Can you explain why?
- You should also see something suspicious on the performance in
FLOPS reported by PAPI. For shorter execution time, we get much lower number of FLOPS.
How are FLOPS calculated in this case (SSE)
SSE vector dot product
The next example deals with an SSE implementation of the vector dot product. You can find the implementation of three versions of vector dot product in file vector_dot.cpp. There are four functions in this file
VectorDot - Standard implementation of vector dot product
VectorDotUnrolled - Unrolled version of vector dot product
VectorDotSSE - SSE implementation of vector dot product
ExecuteVectorDots - Function that runs all versions and shows the results
- Make the vector dot product project by typing make vector_dot.
How many loops was the compiler able to vectorize?

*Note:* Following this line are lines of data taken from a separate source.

PR #782, opened 2019-12-18
Replace Eigen vectors of strings with std::vector<std::string>

### LINKED ISSUE #781: clean up uses of Eigen vectors of strings
#### Summary:
Eigen vectors of strings should be replaced by `std::vector<std::string>`.

#### Description:
There are a few uses of `Eigen::Matrix<std::string, Eigen::Dynamic, 1>` in 
- `print.cpp`
- `stansummary.cpp`
- `stansummary_helper.hpp`.

This usage is unconventional and should be replaced with `std::vector<std::string>`.

#### Expected Output:
There should be no changes in output, this is only code cleanup.

#### Current Version:
v2.21.0

mcol:
#### Submisison Checklist

- [X] Run tests: `./runCmdStanTests.py src/test`

#### Summary:
Fixes #781. As I added the `#include <vector>` I also reordered the headers alphabetically.

#### How to Verify:
Existing tests should pass, this is only code cleanup.

#### Side Effects:
None.

#### Documentation:
None.

#### Copyright and Licensing

Marco Colombo

### DIFF
--- a/src/cmdstan/print.cpp
+++ b/src/cmdstan/print.cpp
@@ -1,11 +1,12 @@
 #include <algorithm>
-#include <iostream>
+#include <fstream>
 #include <iomanip>
 #include <ios>
-#include <stan/mcmc/chains.hpp>
+#include <iostream>
+#include <vector>
 #include <cmdstan/print_helper.hpp>
 #include <cmdstan/stansummary_helper.hpp>
-#include <fstream>
+#include <stan/mcmc/chains.hpp>
 
 /**
  * The Stan print function.
@@ -105,8 +106,8 @@ int main(int argc, const char* argv[]) {
 
 
   // Prepare values
-  int n = 9;
-  
+  const int n = 9;
+
   Eigen::MatrixXd values(chains.num_params(), n);
   values.setZero();
   Eigen::VectorXd probs(3);
@@ -127,12 +128,10 @@ int main(int argc, const char* argv[]) {
   }
   
   // Prepare header
-  Eigen::Matrix<std::string, Eigen::Dynamic, 1> headers(n);
-  headers << 
-    "Mean", "MCSE", "StdDev",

- Open the file vector_dot.cpp and take a look at it. When you reach VectorDotSSE you will see that something is missing there. To complete the code, you have to put TWO SSE instructions here. Verify the code by typing vector_dot 10 1
-
When the code is running correctly, we want to measure its performance. Open the header file vector_dot.h and uncomment the line 11 (#define PERFORMANCE) and rebuild the project. Fill in following table:
Execution time and MFLOPS of vector dot product
--------------------+--------+--------------+---------------+
| | exec. time | MFLOPS |
--------------------+--------+--------------+---------------+
vector_dot 2 8192 | Add | | |
| Unroll | | |
| SSE | | |
--------------------+--------+--------------+---------------+
vector_dot 256 1024 | Add | | |
| Unroll | | |
| SSE | | |
--------------------+--------+--------------+---------------+
vector_dot 2048 64 | Add | | |
| Unroll | | |
| SSE | | |
--------------------+--------+--------------+---------------+
The performance should be much higher here. Explain why.
COMP6464 Only
SSE implementation of SAXPY loop
The last examples focuses on a SAXPY loop implementation (the same as DAXPY but with single
precision floating point numbers). You can find the implementation of three versions of
SAXPY in file
saxpy.cpp. There are four functions in this file
SAXPY - Standard implementation of
SAXPYUnrolled - Unrolled version of vector add
SAXPYSSE - SSE implementation of vector add
ExecuteSAXPYs - Function that runs both versions and shows the results
- Based on two codes provided in the file SAXPY.cpp create an SSE implementation. You can make the SAXPY project by typing make vector_saxpy
- When you are sure the code produces the right answer, measure the
performance of the code. Do not forget to uncommnet the line 11 (#define PERFORMANCE)
in saxpy.h. Use the same parameters as above.
- The performance can further be improved by Unrolling the SSE loop!
Unroll the innermost loop in SAXPYSSE. Can you see the improvement and for what array sizes?
- Finally, to improve pipelining, you can reorder some instructions
putting all loads, all adds and mulls together and overlap the data dependencies. Make it so and measure the performance again.